Les erreurs qui gâchent souvent la dégustation
La première erreur consiste à confondre les styles. Si vous voulez une part rapide, cherchez une pizzeria al taglio ou une boulangerie, pas un restaurant qui ne sert que des pizzas rondes. À l’inverse, une pizza tonda mérite d’être mangée chaude à table, et non transportée pendant une heure dans une boîte.
La deuxième est de commander trop de garnitures. Une bonne pâte romaine doit rester audible sous les ingrédients, avec une cuisson nette et une sensation de légèreté. Je me méfie particulièrement des pizzas qui débordent de fromage, car leur apparence généreuse masque parfois une pâte humide et difficile à digérer.
Enfin, ne jugez pas une part uniquement à sa taille. Une portion plus petite mais bien fermentée peut être plus satisfaisante qu’un morceau épais et lourd. Observez la croûte, les alvéoles et l’équilibre de la garniture, trois indices plus fiables que les photos affichées en vitrine.

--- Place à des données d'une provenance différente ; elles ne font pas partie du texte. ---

PR #1069, opened 2024-03-06
distributions: enable gpg check

croissanne:


distributions/centos-9/centos-9.json
```diff
@@ -10,33 +10,45 @@
...
+      "check_gpg": true
     }, {
       "id": "google-compute-engine",
       "baseurl": "https://packages.cloud.google.com/yum/repos/google-compute-engine-el9-x86_64-stable",
       "rhsm": false,
-      "image_type_tags": ["gcp"]
+      "image_type_tags": ["gcp"],
+      "check_gpg": true
```
thozza, line 28: Is the missing GPG key intentional? It should still work during the build, since the GCP below will define it, but you still list keys for all RHEL repos, which is a similar case.

croissanne: woops, added! 1 out of (?idk how many) ain't bad :D

thozza (approved):

PR #1071, opened 2024-03-07
pr_check: use new marker

jrusz:
This marker doesn't include the clone test. Also dropping provisioning from the deployment as we don't test the integration here.


ezr-ondrej (approved):
Thank you, it's making it easier to debug and cheaper, amazing! :orange_heart:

Le meilleur parcours pour goûter Rome sans se tromper
Pour une première découverte, je commencerais par une part de pizza blanche avec mortadelle à midi, puis une part rouge ou aux pommes de terre dans une autre adresse. Le soir, choisissez une pizza tonda simple, par exemple margherita ou marinara, afin de juger véritablement la pâte.
Si vous restez plusieurs jours, gardez la pinsa pour un repas à partager et testez une garniture inspirée de la cuisine romaine. Cette progression permet de découvrir la street food, la tradition des pizzerias et la créativité actuelle sans transformer chaque repas en dégustation trop lourde.
À Rome, la meilleure pizza n’est pas toujours la plus célèbre. Elle est souvent celle qui arrive chaude, préparée avec une pâte maîtrisée et mangée au bon moment, entre deux rues, deux visites ou deux conversations.